Consequently, even if verification has achieved 100-percent control coverage — for example, each line of RTL code has been exercised at least once — it hasn’t necessarily achieved the desired observation coverage, or even any at all. The inability of many MDV approaches to measure observation coverage is thus a serious source of uncertainty.

This is why dynamic verification famously suffers from uncertainty about precisely how much of the RTL description has actually been verified and about precisely which parts of the RTL description have yet to be verified. Nonetheless, engineers rely on a mix of these control coverage statistics, together with the variation in bug detection rates over time, to make a “verification done” decision. However, in the absence of any reliable measure of observation coverage, this decision is more judgment call than analytical determination.

Formal’s historical limitations

Historically, formal methods have played a lesser role in answering the usual questions. Why? After all, the exhaustive nature of formal property analysis should provide good answers to most of them. In particular, formal methods have the potential to verify and measure the degree of both control and observation.

One of the problems was that tool ease-of-use issues and limited capacity made it awkward to apply formal methods to large blocks, and even more difficult than using testbenches to calculate functional coverage. Consequently, formal was limited to the verification of hard-to-reach code, corner cases, and specific domains such as communications protocols. This case-specific use of formally checking assertions can eliminate a great deal of iterative testbench enhancement and refinement. Instead of using directed tests or automatically-generated random tests, and increasing the number of cover properties, we simply write an assertion that expresses the intended design behavior or specifies undesirable behavior. This verification of behavior is independent of whether it is simulated with the assertion or formally verified. Nonetheless, formal’s use as a situational add-on to simulation mitigates IP integration uncertainty only incrementally.
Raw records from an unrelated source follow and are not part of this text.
PR #9976, opened 2021-07-31
DSPHLE: include compressor state in save states

Tilka:
Forgot this.


JMC47:
Probably should be merged before we set things down for the Progress Report.

lioncash (approved):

In recent years, though, the capacity of formal technology has been significantly increased, and its ease of use has been improved by, for example, the establishment of standard assertion formats such as SystemVerilog Assertions (SVA).

But to apply formal methods to the verification of entire IP blocks and to answer the usual IP verification questions, formal technology must do much more than simply augment simulation. It must become a comprehensive methodology, capable of whole-block verification, both stand-alone and, where desired, in cooperation with dynamic verification. And, it must transform the “verification done” decision into an analytical decision by verifying and measuring coverage ¬— both control and observation — accurately, consistently, and reliably.